**Task to carry out**.
In the data below, find each line that contains the word "navigation" and copy it.

Data records:
= = = =
Issue #5058, opened 2020-04-22
[l10n] Header, navigation, footer translations


data-sync-user:
Add l10n support for the primary header, navigation, and footer components.

┆Issue is synchronized with this [Jira Task](https://jira.mozilla.com/browse/FXA-1727)
┆Issue Number: FXA-1727

data-sync-user:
= = = =
**Answer for this exercise**.
[l10n] Header, navigation, footer translations
Add l10n support for the primary header, navigation, and footer components.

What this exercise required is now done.